Тамара проводила Романа Михайловича до двери.
— Напрасно ты это сделал, — сказала она. — Лена нервничает, я чувствую. Для нее в этих рисунках что-то есть. И ты знаешь — что. Завтра я их тебе сама верну. Позвоню и передам. Запиши свой телефон вот здесь, в книжке… И не приходи больше, Рома. Сеансы магии тебе не нужны, а в гости не зову.
— Звонила Галина, — сообщила Таня, едва он переступил порог. — Она приехала и хочет придти.
— Что ты ей сказала?
— Тебя ведь не было, — уклончиво ответила Таня. — Она позвонит вечером.
Р.М. прошел в кабинет. Не нравилось ему все это, что-то он сделал не так. Он привык не доверять интуиции, она часто подводила, особенно после того, как были сформулированы шаги алгоритма открытий, и он приучил себя едва ли не все жизненные ситуации прогонять по шагам алгоритма, как солдат сквозь строй. Каждая мысль получала свою долю тумаков, и либо выживала, либо падала в изнеможении.
Он вспомнил, какие у Лены были глаза. В прошлом веке за один такой взгляд мужчины стрелялись или бросались в пучину, или совершали еще что-нибудь еще, столь же бессмысленное и никому не нужное. А на самом деле… На самом деле это был взгляд женщины, вернувшейся из другого мира. Он не звал — он пытался рассказать и не мог. У всех ведьм во все времена одна беда — они ничего не могут рассказать. Ведь почти всегда это — обычные женщины, часто даже с ослабленным умственным развитием (Надя, Наденька, какое редкое исключение!), Лена тоже вряд ли блещет умом, то, что она видит, слышит, осязает, для нее потрясение, которое описать невозможно, потому что нет ни слов таких, даже приблизительных, ни красок. Может, поэтому Надины рисунки стали для Лены откровением. Она их узнала.

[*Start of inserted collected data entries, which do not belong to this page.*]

PR #135, opened 2020-04-21
Mvmds Doc Updates

akoul1:

### DIFF
--- a/.gitattributes
+++ b/.gitattributes
@@ -1,0 +1,2 @@
+# Auto detect text files and perform LF normalization
+* text=auto
--- a/.gitattributes
+++ b/.gitattributes
@@ -1,2 +1,0 @@
-# Auto detect text files and perform LF normalization
-* text=auto
--- a/mvlearn/embed/mvmds.py
+++ b/mvlearn/embed/mvmds.py
@@ -66,6 +66,42 @@ class MVMDS(BaseEmbed):
     >>> print(Xs_reduced.shape)
     (2000, 5)
 
+    Notes
+    -----
+    Classical Multiview Multidimensional Scaling can be broken down into two
+    steps. The first involves finding the common principal components of the
+    matrices. These can be thought of as multiview generalizations of the 
+    principal components found in principal component analysis (PCA) given
+    several covariance matrices. The central hypothesis of the common principal
+    component model states that given k normal populations (views), their
+    :math:`p` x :math:`p` covariance matrices :math:`\Sigma_{i}`, for
+    :math:`i = 1,2,...,k` are simultaneously diagonalizable as:
+    
+    ..math::
+        \Sigma_{i} = QD_i^2Q^T
+        
+    where Q is the common :math:`p` x :math:`p` orthogonal matrix and 
+    :math:`D_i^2` are positive :math:`p` x :math:`p` diagonal matrices. This
+    algorithm solves the maximum likelihood estimate of :math:`Q` 
+    Consider two views :math:`X_1` and :math:`X_2`. Multiview Multidimensional
+    Scaling seeks to find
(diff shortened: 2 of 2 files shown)


.gitattributes
```diff
@@ -0,0 +1,2 @@
+# Auto detect text files and perform LF normalization
+* text=auto
```
gmischl1, line 2: what is the reason for adding this?

mvlearn/embed/mvmds.py
```diff
@@ -49,6 +49,45 @@ class MVMDS(BaseEmbed):
...
+    problem:
+
+    .. math::
+        \text{Minimize} \sum_{i=1}^{k}n_ilog(q_j^TS_iq_j)
+    .. math::
+        \text{Subject to } q_j^Tq_j = 1
+
+    where :math:`n_i` represent the degrees of freedom and :math:`S_i`
+    represent sample covariance matrices.
+
```
rflperry, line 90: Is there an actual paper to add a citation for? Say https://arxiv.org/abs/1605.00286

mvlearn/embed/mvmds.py
```diff
@@ -49,6 +49,45 @@ class MVMDS(BaseEmbed):
...
+    Classical Multiview Multidimensional Scaling can be broken down into two
+    steps. The first step involves calculating the Euclidean Distance matrices, 
+    :math:`X_i`, for each of the :math:`k` views and double-centering 
+    these matrices through the following calculations:
+
+    .. math::
+        \Sigma_{i}=-\frac{1}{2}J_iX_iJ_i
+
+    .. math::
+        \text{where }J_i=I_i-{\frac {1}{n}}11_i'
```
rflperry, line 62: I think `11_i`  is a typo? you want `\mathbb{1}\mathbb{1}^T` I think. Also the choice of X_i is a bit misleading since the ith view data matrix we usually represent as X_i

mvlearn/embed/mvmds.py
akoul1: That's for metric MDS. This is classical mds which is effectively scaled pca

.gitattributes
akoul1: hmm I didn't add this. It seems like it was automatically added when I create the branch

mvlearn/embed/mvmds.py
akoul1: This is the same documentation as the following: https://en.wikipedia.org/wiki/Multidimensional_scaling

akoul1: Will change the X_i

mvlearn/embed/mvmds.py
rflperry: Sorry, I meant for MVMDS in general.

rflperry:
Pycodestyle errors blocking
```
$ pycodestyle mvlearn/
mvlearn/embed/mvmds.py:52:1: W293 blank line contains whitespace
mvlearn/embed/mvmds.py:54:80: W291 trailing whitespace
mvlearn/embed/mvmds.py:55:70: W291 trailing whitespace
The command "pycodestyle mvlearn/" exited with 1.
```

.gitattributes
gmischl1: Looking at the master branch, it seems like we actually don't have a .gitattributes file right now, so this would be adding a new file. So, if you can just delete this file from the PR alltogether, that should be fine

gmischl1:
Since you have a PR for MVMDS docs up anyway, can you also make this quick change?

In the Examples section, replace the lines
>>> print(Xs[0].shape[0])  # number of samples in each view
   2000

with these lines
>>> print(len(Xs))  # number of samples in each view
   6
>>> print(Xs[0].shape)  # number of samples in each view
   (2000, 76)

PR #142, opened 2020-04-26
Cluster fig tutorial

gmischl1:
This PR adds the full tutorial used to produce the clustering figures from the paper.


rflperry:
I like adding this. I think conciseness is something to seek in our tutorials. Is it possible to plot the views side by side? It currently takes up a lot of vertical space as is.

Is it possible to plot some of the others side by side as well? I think it would make comparisons easier and the notebook shorter. I ended up not using the plotting functionality in my cca comparison notebook so I could plot things together.

rflperry:
Also I would make clear headers, and the first header can be one '#' sign with other ones incrementing as need be

rflperry:
Seems to be a conflict with the updated tutorials.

Р.М. понял, откуда у него это смутное беспокойство. Не нужно было оставлять рисунки. Впрочем, что может случиться? Разве что Лена еще раз побывает там, она умеет управлять своей силой, об этом ясно сказала Тамара. Может быть, завтра все же удастся расспросить девушку. Постараться встретиться без опеки Тамары.
Телефон зазвонил, когда Р.М. с Таней, поужинав, сидели на кухне и пили чай. Женский голос в трубке Р.М. слышал впервые и, естественно, не узнал. Голос срывался на крик, и слова, которые доносились, трудно было разобрать. Чего хотела женщина, Р.М. не понял и положил трубку.